== What this task involves ==
Whatever the records below say, write them all out exactly.

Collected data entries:
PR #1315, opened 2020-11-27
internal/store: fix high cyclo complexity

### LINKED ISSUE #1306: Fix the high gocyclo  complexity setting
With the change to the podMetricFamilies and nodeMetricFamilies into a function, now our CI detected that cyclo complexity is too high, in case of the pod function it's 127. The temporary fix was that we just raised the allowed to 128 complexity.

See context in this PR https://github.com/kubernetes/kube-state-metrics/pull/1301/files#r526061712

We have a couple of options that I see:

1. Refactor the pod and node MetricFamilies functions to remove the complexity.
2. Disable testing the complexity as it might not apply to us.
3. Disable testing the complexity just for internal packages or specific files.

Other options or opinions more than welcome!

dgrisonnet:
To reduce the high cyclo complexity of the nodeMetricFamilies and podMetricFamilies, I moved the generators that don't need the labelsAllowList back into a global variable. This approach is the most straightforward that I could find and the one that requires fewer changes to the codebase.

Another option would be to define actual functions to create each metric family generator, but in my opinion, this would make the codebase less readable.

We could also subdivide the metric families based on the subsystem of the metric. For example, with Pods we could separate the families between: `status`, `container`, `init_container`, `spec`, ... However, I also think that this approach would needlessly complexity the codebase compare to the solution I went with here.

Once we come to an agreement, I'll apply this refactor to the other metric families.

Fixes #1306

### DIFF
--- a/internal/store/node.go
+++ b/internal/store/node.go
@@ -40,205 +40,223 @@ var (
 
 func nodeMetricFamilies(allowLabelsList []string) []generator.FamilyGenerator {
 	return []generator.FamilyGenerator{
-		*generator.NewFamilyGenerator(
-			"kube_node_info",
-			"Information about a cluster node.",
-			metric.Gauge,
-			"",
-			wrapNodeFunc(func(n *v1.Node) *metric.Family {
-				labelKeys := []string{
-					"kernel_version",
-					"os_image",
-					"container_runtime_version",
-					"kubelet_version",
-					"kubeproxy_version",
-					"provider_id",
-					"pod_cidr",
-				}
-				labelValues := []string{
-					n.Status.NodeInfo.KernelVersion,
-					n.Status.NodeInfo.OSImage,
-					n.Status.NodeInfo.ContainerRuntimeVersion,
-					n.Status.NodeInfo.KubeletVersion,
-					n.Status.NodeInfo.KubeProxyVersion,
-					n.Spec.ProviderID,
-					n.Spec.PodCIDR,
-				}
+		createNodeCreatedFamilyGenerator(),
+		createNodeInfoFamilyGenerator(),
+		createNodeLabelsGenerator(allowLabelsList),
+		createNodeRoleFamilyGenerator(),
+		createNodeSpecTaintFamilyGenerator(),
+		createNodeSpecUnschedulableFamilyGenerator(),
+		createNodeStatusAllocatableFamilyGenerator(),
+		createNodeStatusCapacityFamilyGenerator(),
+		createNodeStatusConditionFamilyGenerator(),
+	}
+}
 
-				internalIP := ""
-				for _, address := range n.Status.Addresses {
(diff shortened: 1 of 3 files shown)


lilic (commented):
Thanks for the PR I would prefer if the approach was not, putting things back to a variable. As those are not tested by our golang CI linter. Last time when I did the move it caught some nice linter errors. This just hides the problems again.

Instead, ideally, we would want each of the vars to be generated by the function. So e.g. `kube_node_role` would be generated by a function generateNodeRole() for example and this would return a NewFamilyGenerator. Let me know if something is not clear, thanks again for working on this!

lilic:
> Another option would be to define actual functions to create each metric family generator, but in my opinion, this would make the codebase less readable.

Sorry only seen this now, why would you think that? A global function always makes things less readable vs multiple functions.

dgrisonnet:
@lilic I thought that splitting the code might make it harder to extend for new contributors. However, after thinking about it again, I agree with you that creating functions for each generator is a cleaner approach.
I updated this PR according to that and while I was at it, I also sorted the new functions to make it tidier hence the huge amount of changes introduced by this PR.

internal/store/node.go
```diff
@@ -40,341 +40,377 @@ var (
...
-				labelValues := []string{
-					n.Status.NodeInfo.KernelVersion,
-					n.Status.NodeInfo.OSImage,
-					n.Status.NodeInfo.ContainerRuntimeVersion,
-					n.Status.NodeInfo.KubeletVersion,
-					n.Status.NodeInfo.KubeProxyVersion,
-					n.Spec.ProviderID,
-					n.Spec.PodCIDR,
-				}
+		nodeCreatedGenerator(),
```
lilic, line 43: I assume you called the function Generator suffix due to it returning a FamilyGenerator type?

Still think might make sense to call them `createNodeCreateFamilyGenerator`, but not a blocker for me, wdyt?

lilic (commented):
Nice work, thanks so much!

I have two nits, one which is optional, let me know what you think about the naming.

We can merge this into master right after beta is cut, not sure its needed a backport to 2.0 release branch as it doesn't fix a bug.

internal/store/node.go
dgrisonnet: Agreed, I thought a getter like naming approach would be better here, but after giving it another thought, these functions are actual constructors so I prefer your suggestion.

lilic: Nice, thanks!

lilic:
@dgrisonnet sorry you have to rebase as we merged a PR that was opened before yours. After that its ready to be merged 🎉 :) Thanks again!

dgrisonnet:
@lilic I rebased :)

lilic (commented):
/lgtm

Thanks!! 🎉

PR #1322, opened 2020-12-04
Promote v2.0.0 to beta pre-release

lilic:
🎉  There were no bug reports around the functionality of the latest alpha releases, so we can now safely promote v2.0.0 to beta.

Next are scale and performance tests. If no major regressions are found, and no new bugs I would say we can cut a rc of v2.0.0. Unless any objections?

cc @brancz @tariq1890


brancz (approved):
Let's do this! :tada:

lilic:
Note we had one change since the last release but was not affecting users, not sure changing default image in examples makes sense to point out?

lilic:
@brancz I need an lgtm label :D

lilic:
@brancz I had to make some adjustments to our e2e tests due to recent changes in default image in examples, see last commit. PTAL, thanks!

== Task answer ==
PR #1315, opened 2020-11-27
internal/store: fix high cyclo complexity

### LINKED ISSUE #1306: Fix the high gocyclo  complexity setting
With the change to the podMetricFamilies and nodeMetricFamilies into a function, now our CI detected that cyclo complexity is too high, in case of the pod function it's 127. The temporary fix was that we just raised the allowed to 128 complexity.

See context in this PR https://github.com/kubernetes/kube-state-metrics/pull/1301/files#r526061712

We have a couple of options that I see:

1. Refactor the pod and node MetricFamilies functions to remove the complexity.
2. Disable testing the complexity as it might not apply to us.
3. Disable testing the complexity just for internal packages or specific files.

Other options or opinions more than welcome!

dgrisonnet:
To reduce the high cyclo complexity of the nodeMetricFamilies and podMetricFamilies, I moved the generators that don't need the labelsAllowList back into a global variable. This approach is the most straightforward that I could find and the one that requires fewer changes to the codebase.

Another option would be to define actual functions to create each metric family generator, but in my opinion, this would make the codebase less readable.

We could also subdivide the metric families based on the subsystem of the metric. For example, with Pods we could separate the families between: `status`, `container`, `init_container`, `spec`, ... However, I also think that this approach would needlessly complexity the codebase compare to the solution I went with here.

Once we come to an agreement, I'll apply this refactor to the other metric families.

Fixes #1306

### DIFF
--- a/internal/store/node.go
+++ b/internal/store/node.go
@@ -40,205 +40,223 @@ var (
 
 func nodeMetricFamilies(allowLabelsList []string) []generator.FamilyGenerator {
 	return []generator.FamilyGenerator{
-		*generator.NewFamilyGenerator(
-			"kube_node_info",
-			"Information about a cluster node.",
-			metric.Gauge,
-			"",
-			wrapNodeFunc(func(n *v1.Node) *metric.Family {
-				labelKeys := []string{
-					"kernel_version",
-					"os_image",
-					"container_runtime_version",
-					"kubelet_version",
-					"kubeproxy_version",
-					"provider_id",
-					"pod_cidr",
-				}
-				labelValues := []string{
-					n.Status.NodeInfo.KernelVersion,
-					n.Status.NodeInfo.OSImage,
-					n.Status.NodeInfo.ContainerRuntimeVersion,
-					n.Status.NodeInfo.KubeletVersion,
-					n.Status.NodeInfo.KubeProxyVersion,
-					n.Spec.ProviderID,
-					n.Spec.PodCIDR,
-				}
+		createNodeCreatedFamilyGenerator(),
+		createNodeInfoFamilyGenerator(),
+		createNodeLabelsGenerator(allowLabelsList),
+		createNodeRoleFamilyGenerator(),
+		createNodeSpecTaintFamilyGenerator(),
+		createNodeSpecUnschedulableFamilyGenerator(),
+		createNodeStatusAllocatableFamilyGenerator(),
+		createNodeStatusCapacityFamilyGenerator(),
+		createNodeStatusConditionFamilyGenerator(),
+	}
+}
 
-				internalIP := ""
-				for _, address := range n.Status.Addresses {
(diff shortened: 1 of 3 files shown)


lilic (commented):
Thanks for the PR I would prefer if the approach was not, putting things back to a variable. As those are not tested by our golang CI linter. Last time when I did the move it caught some nice linter errors. This just hides the problems again.

Instead, ideally, we would want each of the vars to be generated by the function. So e.g. `kube_node_role` would be generated by a function generateNodeRole() for example and this would return a NewFamilyGenerator. Let me know if something is not clear, thanks again for working on this!

lilic:
> Another option would be to define actual functions to create each metric family generator, but in my opinion, this would make the codebase less readable.

Sorry only seen this now, why would you think that? A global function always makes things less readable vs multiple functions.

dgrisonnet:
@lilic I thought that splitting the code might make it harder to extend for new contributors. However, after thinking about it again, I agree with you that creating functions for each generator is a cleaner approach.
I updated this PR according to that and while I was at it, I also sorted the new functions to make it tidier hence the huge amount of changes introduced by this PR.

internal/store/node.go
```diff
@@ -40,341 +40,377 @@ var (
...
-				labelValues := []string{
-					n.Status.NodeInfo.KernelVersion,
-					n.Status.NodeInfo.OSImage,
-					n.Status.NodeInfo.ContainerRuntimeVersion,
-					n.Status.NodeInfo.KubeletVersion,
-					n.Status.NodeInfo.KubeProxyVersion,
-					n.Spec.ProviderID,
-					n.Spec.PodCIDR,
-				}
+		nodeCreatedGenerator(),
```
lilic, line 43: I assume you called the function Generator suffix due to it returning a FamilyGenerator type?

Still think might make sense to call them `createNodeCreateFamilyGenerator`, but not a blocker for me, wdyt?

lilic (commented):
Nice work, thanks so much!

I have two nits, one which is optional, let me know what you think about the naming.

We can merge this into master right after beta is cut, not sure its needed a backport to 2.0 release branch as it doesn't fix a bug.

internal/store/node.go
dgrisonnet: Agreed, I thought a getter like naming approach would be better here, but after giving it another thought, these functions are actual constructors so I prefer your suggestion.

lilic: Nice, thanks!

lilic:
@dgrisonnet sorry you have to rebase as we merged a PR that was opened before yours. After that its ready to be merged 🎉 :) Thanks again!

dgrisonnet:
@lilic I rebased :)

lilic (commented):
/lgtm

Thanks!! 🎉

PR #1322, opened 2020-12-04
Promote v2.0.0 to beta pre-release

lilic:
🎉  There were no bug reports around the functionality of the latest alpha releases, so we can now safely promote v2.0.0 to beta.

Next are scale and performance tests. If no major regressions are found, and no new bugs I would say we can cut a rc of v2.0.0. Unless any objections?

cc @brancz @tariq1890


brancz (approved):
Let's do this! :tada:

lilic:
Note we had one change since the last release but was not affecting users, not sure changing default image in examples makes sense to point out?

lilic:
@brancz I need an lgtm label :D

lilic:
@brancz I had to make some adjustments to our e2e tests due to recent changes in default image in examples, see last commit. PTAL, thanks!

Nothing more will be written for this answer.